Given information:

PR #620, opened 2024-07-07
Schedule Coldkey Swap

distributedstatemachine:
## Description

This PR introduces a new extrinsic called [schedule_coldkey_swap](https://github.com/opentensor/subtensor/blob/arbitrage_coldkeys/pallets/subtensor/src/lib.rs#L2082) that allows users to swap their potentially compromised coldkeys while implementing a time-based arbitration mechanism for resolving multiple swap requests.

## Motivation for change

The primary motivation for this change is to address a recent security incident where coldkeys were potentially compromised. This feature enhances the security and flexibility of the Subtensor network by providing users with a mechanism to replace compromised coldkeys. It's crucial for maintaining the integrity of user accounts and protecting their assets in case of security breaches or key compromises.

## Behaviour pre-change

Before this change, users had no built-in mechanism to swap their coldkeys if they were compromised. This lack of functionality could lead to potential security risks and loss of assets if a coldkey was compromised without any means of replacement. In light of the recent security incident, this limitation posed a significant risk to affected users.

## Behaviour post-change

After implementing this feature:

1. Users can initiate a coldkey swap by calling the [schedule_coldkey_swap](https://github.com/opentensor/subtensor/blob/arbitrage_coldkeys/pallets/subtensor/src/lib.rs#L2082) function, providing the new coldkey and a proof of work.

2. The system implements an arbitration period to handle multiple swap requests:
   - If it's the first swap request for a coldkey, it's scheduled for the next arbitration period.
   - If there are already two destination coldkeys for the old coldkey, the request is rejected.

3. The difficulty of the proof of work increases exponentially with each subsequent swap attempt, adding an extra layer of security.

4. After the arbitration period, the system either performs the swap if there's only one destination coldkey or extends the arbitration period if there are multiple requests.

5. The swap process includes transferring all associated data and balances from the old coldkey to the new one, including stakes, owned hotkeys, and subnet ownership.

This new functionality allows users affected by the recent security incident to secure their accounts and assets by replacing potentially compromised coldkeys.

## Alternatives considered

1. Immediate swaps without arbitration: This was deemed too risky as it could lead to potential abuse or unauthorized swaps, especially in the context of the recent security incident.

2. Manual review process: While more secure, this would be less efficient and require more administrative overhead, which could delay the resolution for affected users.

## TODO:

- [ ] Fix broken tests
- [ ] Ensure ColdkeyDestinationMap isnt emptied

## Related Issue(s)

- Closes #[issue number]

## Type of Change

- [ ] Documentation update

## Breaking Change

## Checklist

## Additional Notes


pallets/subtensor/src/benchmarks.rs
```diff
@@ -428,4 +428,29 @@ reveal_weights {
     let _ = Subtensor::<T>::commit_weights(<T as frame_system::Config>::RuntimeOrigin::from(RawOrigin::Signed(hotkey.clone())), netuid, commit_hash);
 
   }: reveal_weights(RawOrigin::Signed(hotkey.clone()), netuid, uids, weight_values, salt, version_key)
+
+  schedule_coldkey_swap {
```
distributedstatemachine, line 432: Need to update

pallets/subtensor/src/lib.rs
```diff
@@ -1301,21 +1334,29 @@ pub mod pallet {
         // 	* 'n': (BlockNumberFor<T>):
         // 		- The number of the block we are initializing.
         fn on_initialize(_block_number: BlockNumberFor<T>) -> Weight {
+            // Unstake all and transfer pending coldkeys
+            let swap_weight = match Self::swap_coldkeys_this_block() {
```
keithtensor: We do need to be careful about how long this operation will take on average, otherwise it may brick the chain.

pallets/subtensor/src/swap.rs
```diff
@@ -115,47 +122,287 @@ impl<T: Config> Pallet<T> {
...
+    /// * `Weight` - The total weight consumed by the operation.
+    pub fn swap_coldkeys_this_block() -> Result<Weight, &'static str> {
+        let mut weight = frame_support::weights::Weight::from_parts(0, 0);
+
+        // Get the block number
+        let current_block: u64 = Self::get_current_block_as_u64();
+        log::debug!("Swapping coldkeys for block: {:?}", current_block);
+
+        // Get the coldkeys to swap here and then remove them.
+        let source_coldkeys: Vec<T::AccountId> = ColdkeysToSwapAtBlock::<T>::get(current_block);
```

---

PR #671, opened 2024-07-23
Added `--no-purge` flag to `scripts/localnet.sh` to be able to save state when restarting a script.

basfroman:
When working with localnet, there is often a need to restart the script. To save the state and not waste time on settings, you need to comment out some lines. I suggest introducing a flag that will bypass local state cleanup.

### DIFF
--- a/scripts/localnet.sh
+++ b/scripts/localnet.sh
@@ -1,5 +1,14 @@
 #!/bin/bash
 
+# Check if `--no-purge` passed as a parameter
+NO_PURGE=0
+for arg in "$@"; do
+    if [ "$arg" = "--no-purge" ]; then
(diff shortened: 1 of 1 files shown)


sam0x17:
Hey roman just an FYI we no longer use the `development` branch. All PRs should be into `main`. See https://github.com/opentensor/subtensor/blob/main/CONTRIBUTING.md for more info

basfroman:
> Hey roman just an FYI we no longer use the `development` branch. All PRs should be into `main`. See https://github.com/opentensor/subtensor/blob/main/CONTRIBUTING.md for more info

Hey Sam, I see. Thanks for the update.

* * *

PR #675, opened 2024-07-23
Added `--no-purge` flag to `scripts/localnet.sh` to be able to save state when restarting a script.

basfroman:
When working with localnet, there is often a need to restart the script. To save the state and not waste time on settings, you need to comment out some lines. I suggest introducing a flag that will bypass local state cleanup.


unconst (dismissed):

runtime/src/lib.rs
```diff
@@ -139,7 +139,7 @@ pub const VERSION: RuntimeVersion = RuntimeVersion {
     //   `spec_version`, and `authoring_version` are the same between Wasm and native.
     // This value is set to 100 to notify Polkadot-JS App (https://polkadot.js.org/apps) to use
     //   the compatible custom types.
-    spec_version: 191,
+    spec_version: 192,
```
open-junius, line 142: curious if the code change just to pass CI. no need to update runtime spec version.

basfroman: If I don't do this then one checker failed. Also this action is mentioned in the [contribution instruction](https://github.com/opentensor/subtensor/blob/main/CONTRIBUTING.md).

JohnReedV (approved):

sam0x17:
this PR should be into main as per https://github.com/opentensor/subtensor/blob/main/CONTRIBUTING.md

Exercise directions: The lines above, starting at the one with "PR #620, opened 2024-07-07" and ending at the one with "- If there are", are the only ones to return, exactly as written.

Reply to the exercise:
PR #620, opened 2024-07-07
Schedule Coldkey Swap

distributedstatemachine:
## Description

This PR introduces a new extrinsic called [schedule_coldkey_swap](https://github.com/opentensor/subtensor/blob/arbitrage_coldkeys/pallets/subtensor/src/lib.rs#L2082) that allows users to swap their potentially compromised coldkeys while implementing a time-based arbitration mechanism for resolving multiple swap requests.

## Motivation for change

The primary motivation for this change is to address a recent security incident where coldkeys were potentially compromised. This feature enhances the security and flexibility of the Subtensor network by providing users with a mechanism to replace compromised coldkeys. It's crucial for maintaining the integrity of user accounts and protecting their assets in case of security breaches or key compromises.

## Behaviour pre-change

Before this change, users had no built-in mechanism to swap their coldkeys if they were compromised. This lack of functionality could lead to potential security risks and loss of assets if a coldkey was compromised without any means of replacement. In light of the recent security incident, this limitation posed a significant risk to affected users.

## Behaviour post-change

After implementing this feature:

1. Users can initiate a coldkey swap by calling the [schedule_coldkey_swap](https://github.com/opentensor/subtensor/blob/arbitrage_coldkeys/pallets/subtensor/src/lib.rs#L2082) function, providing the new coldkey and a proof of work.

2. The system implements an arbitration period to handle multiple swap requests:
   - If it's the first swap request for a coldkey, it's scheduled for the next arbitration period.
   - If there are already two destination coldkeys for the old coldkey, the request is rejected.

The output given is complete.